⟨
PR #1133, opened 2017-04-17
Flat dialogs for flat theme

javierluraschi:
My original plan was to remove shadow, gradients and use css borders. However, not having a shadow made the UI look off, instead, I'm reducing the shadow effect significantly but enough to add volume to the dialog.

### Browser

screen shot 2017-04-17 at 4 08 39 pm
screen shot 2017-04-17 at 4 08 52 pm
screen shot 2017-04-17 at 4 09 08 pm
screen shot 2017-04-17 at 4 09 22 pm
screen shot 2017-04-17 at 4 09 30 pm

### Desktop

screen shot 2017-04-17 at 4 01 34 pm
screen shot 2017-04-17 at 4 01 43 pm
screen shot 2017-04-17 at 4 01 51 pm
screen shot 2017-04-17 at 4 02 03 pm
screen shot 2017-04-17 at 4 02 17 pm

### DIFF
--- a/src/gwt/src/org/rstudio/core/client/theme/res/themeStyles.css
+++ b/src/gwt/src/org/rstudio/core/client/theme/res/themeStyles.css
@@ -1672,7 +1672,7 @@ body.ubuntu_mono .searchBox {
    border-radius: 5px 5px 5px 5px;
    background: #F3F4F4;
    overflow: hidden !important;
-   box-shadow: 0 2px 20px rgba(0, 0, 0, 0.25);
+   box-shadow: 0 2px 10px rgba(0, 0, 0, 0.15);
 }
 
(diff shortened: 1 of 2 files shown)


jmcphers:
Seems pretty reasonable, especially since even operating systems that use the flat look still provide some shadows to hint at window depth.

Are we still planning to remove the 9-grid borders as part of the theming work?

javierluraschi:
@jmcphers they are "removed", as in, we render them with `display: none` which also fixes the 1px bug we intermittently hit. Removing the actual elements is challenging since GWT provide those elements so we would have to subclass the dialog. We might have to end up doing that if we want to support resizing, but for now, they are not being rendered.

jjallaire:
I agree with the approach of display: none to keep the code churn minimal.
⟩
- [ACTIVITY]:
All lines of the records above that carry the word "display" should be listed.

- [RESULT OF THIS TASK]:
@jmcphers they are "removed", as in, we render them with `display: none` which also fixes the 1px bug we intermittently hit. Removing the actual elements is challenging since GWT provide those elements so we would have to subclass the dialog. We might have to end up doing that if we want to support resizing, but for now, they are not being rendered.
I agree with the approach of display: none to keep the code churn minimal.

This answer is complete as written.